Por fim, ainda relacionado à questão das vozes em meus textos, se são masculinas, se são femininas, digo-lhe que são vozes humanas que busquei representar. Acho que é isso: todos os textos que você leu buscam representar o humano, com suas alegrias, mas, sobretudo, com suas tristezas e angústias diante da recusa ou decepção amorosas ou diante do próprio existir. Talvez, essa seja, de fato, a grande temática do livro, algo que, como um vitral, é composto de pequenos cacos. Na construção desses personagens, de seus dramas, busquei encontrar-me a mim mesmo. E o pleonasmo aqui é bem intencional. Se há alguém que se sentiu tocado é porque deve trilhar, ainda que por outras veredas, esse longo caminho que é a existência que se torna menos árdua quando encontramos alguém com quem compartilhá-la, seja como companheiro, seja como leitor, mas sendo sempre uma companhia.

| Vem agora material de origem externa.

PR #3201, opened 2022-04-14
refactor(NODE-2992): clean up server selection logic runner

baileympearson:
#### What is changing?

Implements the server selection logic tests are described here: https://github.com/mongodb/specifications/tree/master/source/server-selection/tests#server-selection-logic-tests

Nope! 

Our server selection test runner was incorrect.  That, and Typescript test runners = happy developers 


test/unit/assorted/server_selection.spec.test.ts
```diff
@@ -0,0 +1,37 @@
...
+
+import {
+  collectServerSelectionLogicTests,
+  runServerSelectionLogicTest
+} from './server_selection_logic_spec_utils';
+
+describe('Server Selection Logic (spec)', function () {
+  beforeEach(function () {
+    if (this.currentTest.title.match(/Possible/)) {
+      (this.currentTest as any).skipReason = 'Nodejs driver does not support PossiblePrimary';
```
nbbeeken, line 11: I'd rather the red underline remain rather than casting this. When we do start type checking our tests correctly we'll catch issues if this feature was accidentally used incorrectly.

test/unit/assorted/server_selection_logic_spec_utils.ts
```diff
@@ -0,0 +1,151 @@
+import { Document, EJSON } from 'bson';
```
nbbeeken, line 1: "logic_spec_utils" implies to me these won't be used in the forthcoming integration tests? Could we keep all this logic inside the `server_selection.spec.test.ts` test file. I think if the logic isn't common to anything else keeping it all in one file is worth keeping things associated. But if this is reusable, then maybe the name should be more generic? My end goal is just making discoverability as clear as possible.

test/unit/assorted/server_selection_logic_spec_utils.ts
```diff
@@ -0,0 +1,151 @@
...
+import { TopologyDescription } from '../../../src/sdam/topology_description';
+import { serverDescriptionFromDefinition } from './server_selection_spec_helper';
+
+interface ServerSelectionLogicTestServer {
+  address: string;
+  avg_rtt_ms: number;
+  type: ServerType;
+  tags?: TagSet;
+}
+interface Test {
```
nbbeeken, line 23:
```suggestion
interface ServerSelectionTest {
```

test/unit/assorted/server_selection_logic_spec_utils.ts
```diff
@@ -0,0 +1,151 @@
...
+        .filter(f => extname(f) === '.json')
+        .map(f => {
+          const fileContents = readFileSync(join(specDir, testType, subType, f), {
+            encoding: 'utf-8'
+          });
+          const test = EJSON.parse(fileContents, { relaxed: true }) as unknown as Document;
+          test.name = basename(f, '.json');
+          test.type = testType;
+          test.subType = subType;
+          return test;
```
nbbeeken, line 143: Similar to what I did [here](https://github.com/mongodb/node-mongodb-native/blob/main/test/unit/assorted/server_discovery_and_monitoring.spec.test.ts#L149-L171) for the SDAM runner can we assert what we know to be true about the test shape at this stage, it gives us a warning for future syncs if there's something wrong with the format. **Or** if there's a new key that we don't have documented in our types, which means we probably don't test for it

nbbeeken (changes requested):

test/unit/assorted/server_selection_logic_spec_utils.ts
baileympearson: Some of these functions might be reused in the forthcoming work and when that happens, I'll move them.  But each of the three test runners for server selection have a different test format, so a lot of the code here will not be reused.

test/unit/assorted/server_selection_logic_spec_utils.ts
baileympearson: Renamed!  Let me know if you're okay with the name.

test/unit/assorted/server_selection.spec.test.ts
baileympearson: Done!

test/unit/assorted/server_selection_logic_spec_utils.ts
```diff
@@ -0,0 +1,154 @@
...
+  let selector;
+  if (testDefinition.operation === 'write') {
+    selector = ServerSelectors.writableServerSelector();
+  } else if (testDefinition.operation === 'read' || testDefinition.read_preference) {
+    try {
+      const readPreference = readPreferenceFromDefinition(testDefinition.read_preference);
+      selector = ServerSelectors.readPreferenceServerSelector(readPreference);
+    } catch (e) {
+      expect(e, ejson`Invalid readPreference: ${testDefinition.read_preference}`).not.to.exist;
+    }
```
nbbeeken, line 106: Did you want to catch this error and check it outside the block? I think e will always exist here.

test/unit/assorted/server_selection_logic_spec_utils.ts
```diff
@@ -0,0 +1,154 @@
...
+  }
```
nbbeeken, line 107: Can we add an else condition here, if it should be unreachable then we can `expect.fail`

test/unit/assorted/server_selection_logic_spec_utils.ts
```diff
@@ -0,0 +1,154 @@
...
+
+  const result = selector(topologyDescription, serversInTopology);
+
+  expect(result.length).to.equal(expectedServers.size);
```
nbbeeken, line 111: A selector should always return at least 1 server right? can we assert that in addition to the size match?

test/unit/assorted/server_selection_logic_spec_utils.ts
```diff
@@ -0,0 +1,154 @@
...
+    );
+    const result = {};
+    for (const subType of testsOfType) {
+      result[subType] = readdirSync(join(specDir, testType, subType))
+        .filter(f => extname(f) === '.json')
+        .map(f => {
+          const fileContents = readFileSync(join(specDir, testType, subType, f), {
+            encoding: 'utf-8'
+          });
+          const test = EJSON.parse(fileContents, { relaxed: true }) as unknown as Document;
```
nbbeeken, line 142: 🤔  We should be careful with relaxed true, I think we don't have to change it here, but something we should consider auditing if we're potentially transforming information we shouldn't be

test/unit/assorted/server_selection_logic_spec_utils.ts
```diff
@@ -0,0 +1,154 @@
...
+
+function readPreferenceFromDefinition(definition) {
+  const mode = definition.mode
+    ? definition.mode.charAt(0).toLowerCase() + definition.mode.slice(1)
+    : 'primary';
+
+  const options: ReadPreferenceOptions = {};
+  if (typeof definition.maxStalenessSeconds !== 'undefined')
+    options.maxStalenessSeconds = definition.maxStalenessSeconds;
+  const tags = definition.tag_sets || [];
```
nbbeeken, line 51:
```suggestion
  const tags = definition.tag_sets ?? [];
```

test/unit/assorted/server_selection_logic_spec_utils.ts
```diff
@@ -0,0 +1,154 @@
...
+import { basename, extname, join } from 'path';
+
+import {
+  ReadPreference,
+  ReadPreferenceMode,
+  ReadPreferenceOptions
+} from '../../../src/read_preference';
+import { ServerType, TopologyType } from '../../../src/sdam/common';
+import { ServerDescription, TagSet } from '../../../src/sdam/server_description';
+import * as ServerSelectors from '../../../src/sdam/server_selection';
```
nbbeeken, line 13: Can we import only the selectors we're testing? it makes it easy to grok the coverage

test/unit/assorted/server_selection_logic_spec_utils.ts
nbbeeken: I see how the tests cover this themselves, so no need for an input validator.

nbbeeken (changes requested):

test/unit/assorted/server_selection_logic_spec_utils.ts
baileympearson: I was using this as a way to automatically throw, because it would exist.  I think I'll go with an `expect.fail` if that works for you?

test/unit/assorted/server_selection_logic_spec_utils.ts
baileympearson: Nope!  We return an array. And there are tests that assert there will be no matching servers - see https://github.com/mongodb/specifications/blob/master/source/server-selection/tests/server_selection/Unknown/read/SecondaryPreferred.yml for example

test/unit/assorted/server_selection_logic_spec_utils.ts
baileympearson: I tried removing `relaxed: true` and the tests still pass.  I'm okay making this change now if you are!

test/unit/assorted/server_selection_logic_spec_utils.ts
baileympearson: Done!

test/unit/assorted/server_selection_logic_spec_utils.ts
nbbeeken: relaxed true is the default so you would need to test with `relaxed: false`

test/unit/assorted/server_selection_logic_spec_utils.ts
nbbeeken: Oh yea that would make it clear that it's a never an expected case, should we catch at all? I suppose the message is more helpful than what comes out of the API? but then that raises the question, should the API throw a better message? For now expect.fail will serve our needs

test/unit/assorted/server_selection_logic_spec_utils.ts
nbbeeken: Okay awesome, ty for checking.

test/unit/assorted/server_selection_logic_spec_utils.ts
nbbeeken: From slack: this adds too much complexity, no value

nbbeeken (approved):
lgtm!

Monteiro, 03 de outubro de 2009
2 comentários:
Sou fãaaaaaaaaaaa adoro ler teus textos
Pri Marques!!
Marceeelooo, meu querido! Bem que eu imaginei que tava perdendo tempo sem ler os teus textos. Vim pra este porque o título me chamou a atenção... Acho que porque às vezes me pergunto isso. Por que eu escrevo, qual a finalidade de tudo isso? E o mais inesperado é não conseguir justificar direito... É uma espécie de necessidade. Me identifiquei com isso, e quis ler tua resposta. E que boa escolha a minha, ler ela antes dos outros! A gente realmente se mostra nos textos que escreve, mesmo que de forma disfarçada... "E os que lêem o que escreve / Na dor lida sentem bem" - ler, mergulhar no universo de outra pessoa, é fantástico! É ter em si o sentir do outro... E escrevendo, se coloca pra fora o que às vezes não consegue evasão de nenhuma outra forma, ao passo em que se ganha companheiros de jornada, ainda que à distância. Os sentimentos no papel representam todas as vozes que nem sempre ousam falar na vida cotidiana... Por isso tudo que eu aprecio ler e escrever. E gosto do que você escreve! Keep on doing that ^^ - it's awesome.